Feature Engineering: You can create some new features. For example:
Scaling and Encoding: You're currently using LabelEncoder for the categorical variables. Consider using OneHotEncoder or pd.get_dummies for better handling of categorical variables. Also, make sure to apply appropriate scaling techniques.
Feature Selection: You should select the most important features. You can use methods like recursive feature elimination (RFE), feature importance from models, or correlation matrices to drop the less important features.
Model Selection and Hyperparameter Tuning: You're using a DecisionTreeClassifier. Maybe you can try different algorithms and use cross-validation to fine-tune the hyperparameters. This will help you find the best combination for your model.
Cross-Validation and Hyperparameter Tuning: To find the best hyperparameters for your model, consider using GridSearchCV or RandomizedSearchCV.
Look at my reconstructed code:
import seaborn as sns
from sklearn.preprocessing import StandardScaler, OneHotEncoder
from sklearn.model_selection import train_test_split, GridSearchCV
from sklearn.pipeline import Pipeline
from sklearn.compose import ColumnTransformer
from sklearn.impute import SimpleImputer
from sklearn.ensemble import RandomForestClassifier, GradientBoostingClassifier
from sklearn.linear_model import LogisticRegression
from sklearn.svm import SVC
from xgboost import XGBClassifier
from sklearn.metrics import accuracy_score
# Load Titanic dataset from Seaborn
titanic = sns.load_dataset('titanic')
print("Dataset loaded.")
# Feature engineering
titanic['FamilySize'] = titanic['sibsp'] + titanic['parch']
titanic['IsAlone'] = (titanic['FamilySize'] == 0).astype(int)
titanic['deck'] = titanic['deck'].cat.add_categories('N').fillna('N')
print("Feature engineering completed.")
# Dropping features
dropped_features = ['alive', 'adult_male', 'embark_town', 'alone']
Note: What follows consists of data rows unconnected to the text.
PR #1770, opened 2026-08-16
Add floor-sum and congruence-constrained lattice-point counting operations

### LINKED ISSUE #1706: [Arithmetic counting] Add exact floor-sum and congruence-constrained lattice-point operations
## Summary

The resource/conjecture audit found a reusable exact arithmetic-counting kernel in the public `AxiomMath/parity-differential` project:

- https://github.com/AxiomMath/parity-differential
- https://github.com/AxiomMath/parity-differential/blob/main/task.md
- https://github.com/AxiomMath/parity-differential/blob/main/examples.py

For odd `k >= 3`, with `m=(k-1)/2`, the task defines

```text
N_k(n) = # {
  (b1,b2) : 1 <= b1,b2 <= m,
            b1+b2 >= m+1,
            b2 ≡ n*b1 (mod k)
}
```

and

```text
F_k(a) = sum_{i=1}^m floor((a*i+m)/k),
```

then proves the exact finite identity

```text
N_k(n) = F_k(n+1)-F_k(n).
```

The theorem-specific parity statement is not an operation candidate. It exposes two broadly reusable finite functions:

```text
(n,m,a,b) -> sum_{i=0}^{n-1} floor((a*i+b)/m)

bounded integer box / diagonal slice + one linear congruence
    -> exact lattice-point count and residue-class ledger
```

Current Jacobian has exact integer/modular/CRT arithmetic and open issues for general rational-polytope lattice enumeration/Ehrhart theory, but no public operation declaration for floor sums or congruence-constrained box/triangle counts. Repository search on current main finds no `floor_sum`, modular-lattice-count, or congruence-count operation.

An agent can hand-loop over indices or points, but then mathematical floor versus truncation, signed normalization, congruence solvability, interval endpoint semantics, completeness, and the relationship between residue classes and counts are all model-authored.

This issue proposes direct bounded arithmetic/lattice leaves. It does **not** propose a parity-of-differentials wrapper, a Presburger solver, a general polyhedral counting language, or a symbolic summation framework.

Audit baseline: current `main` at `f50dbf6277341f8837ce006d8b10eda8edb6a4b6`.

### 1. Closed integer interval

Conceptually:

```text
lower: bounded integer
upper: bounded integer
```

Use one explicit convention:

```text
{z in Z : lower <= z <= upper}
```

An interval with `lower > upper` may either be a valid empty interval or an invalid request. The preferred counting semantics accepts it as empty and returns count zero, because diagonal slicing naturally produces empty per-row intervals. Make this public and consistent.

### 2. Linear congruence in two integer variables

```text
u*x + v*y ≡ c (mod modulus)
modulus > 0
```

Coefficients and constant are arbitrary bounded integers and normalize modulo `modulus` for congruence arithmetic. The original integers remain available in diagnostics; normalized residues are the computation values.

### 3. Diagonal box slice

A bounded region of one of the two explicit forms:

```text
x in [x_lo,x_hi]
y in [y_lo,y_hi]
x+y >= threshold
```

or

```text
x in [x_lo,x_hi]
y in [y_lo,y_hi]
x+y <= threshold.
```

This is the exact simple geometry used by the source and many modular triangle counts. Do not generalize the first contract to arbitrary caller-supplied inequalities or H-polytopes.

Rectangle counting remains a separate simpler operation with no nullable diagonal fields.

### `integer.floor_sum.compute`

Input:

```text
n >= 0
modulus m > 0
bounded signed integers a,b
```

Compute

```text
S(n,m,a,b) = sum_{i=0}^{n-1} floor((a*i+b)/m)
```

using mathematical floor for signed integers.

Output:

```text
exact integer sum
normalized residues a_mod,b_mod in [0,m)
quotient contributions from Euclidean normalization
bounded Euclidean-recursion ledger:
  current n,m,a,b
  extracted affine contribution
  reduced/swapped state
  cumulative total
term_count = n
```

A standard AtCoder-style Euclidean floor-sum algorithm is appropriate after signed normalization. The ledger is one deterministic replay of the same sum, not a claim that callers must use that algorithm.

Before return, replay every recurrence identity and, within a small secondary check bound, cross-check against direct summation. The production result must not rely on floating division or language-level truncation toward zero.

This operation is deterministic and complete for accepted input. It has no `UNKNOWN` branch.

### `integer.floor_sum.range.compute`

A small optional convenience leaf may compute

```text
sum_{i=L}^{U} floor((a*i+b)/m)
```

through two prefix floor sums, retaining signed `L,U` semantics.

Add it only if direct benchmark/resource demand shows repeated error-prone index shifting. Otherwise callers can transform the affine constant and invoke the prefix operation. Do not add a generic summation-expression API.

### `lattice.linear_congruence.rectangle.count`

Input:

```text
x interval [x_lo,x_hi]
y interval [y_lo,y_hi]
linear congruence u*x+v*y ≡ c (mod m)
```

Output:

```text
exact total point count
one deterministic row per x in the interval:
  x
  effective y interval
  rhs = c-u*x
  g = gcd(v,m)
  is_solvable = (g divides rhs)
  if solvable:
    reduced modulus step = m/g
    one canonical y residue modulo step
    first and last solutions in the y interval
    row_count
sum of row counts
```

For each fixed `x`, solving the one-variable congruence and counting an arithmetic progression in an interval gives a complete exact result. No point-by-point enumeration is required.

If the x interval exceeds the public ledger bound, reject before iteration. A later count-only operation may use periodicity/floor sums to support wider ranges, but it should be a separate concrete leaf with its own completeness proof.

### `lattice.linear_congruence.diagonal_box.count`

Input:

```text
x interval
base y interval
AT_LEAST or AT_MOST diagonal condition on x+y
the same exact linear congruence
```

For each `x`, derive the exact effective y interval:

```text
AT_LEAST: [max(y_lo, threshold-x), y_hi]
AT_MOST:  [y_lo, min(y_hi, threshold-x)]
```

then use the same congruence-progression count.

Output mirrors the rectangle operation and additionally includes:

```text
diagonal condition
base and effective y intervals per x
empty-slice rows
exact total count
```

Use a closed `AT_LEAST | AT_MOST` discriminator. Do not expose independently nullable lower/upper diagonal fields.

### `lattice.linear_congruence.diagonal_box.enumerate`

A separately stricter leaf may return the complete canonical point set for small regions:

```text
all and only (x,y) satisfying the intervals, diagonal condition, and congruence
exact count
per-x residue ledger
```

This is useful for concrete certificates and benchmark conformance. It must have a smaller area/output bound than the count operation. Do not add an `include_points` flag that changes result identity and feasible envelope inside one operation.

### Possible later batch leaf

A batch operation could count several congruences or several diagonal thresholds over the same region while reusing arithmetic. Add it only after concrete repeated demand. Do not front-load a generic system of modular inequalities.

titanic.drop(dropped_features, axis=1, inplace=True)
print(f"Dropped less useful features: {dropped_features}")
# Preprocessing
numeric_features = ['age', 'fare', 'FamilySize']
numeric_transformer = Pipeline(steps=[
('imputer', SimpleImputer(strategy='mean')),
('scaler', StandardScaler())])
categorical_features = ['sex', 'deck', 'embarked', 'who', 'class']
categorical_transformer = Pipeline(steps=[
('imputer', SimpleImputer(strategy='constant', fill_value='missing')),
('onehot', OneHotEncoder(handle_unknown='ignore'))])
preprocessor = ColumnTransformer(
transformers=[
('num', numeric_transformer, numeric_features),
('cat', categorical_transformer, categorical_features)])
print("Preprocessing setup completed.")
# Splitting data
X = titanic.drop('survived', axis=1)
y = titanic['survived']
X_train, X_test, y_train, y_test = train_test_split(X, y, test_size=0.2, random_state=42)
print("Data split into training and testing sets.")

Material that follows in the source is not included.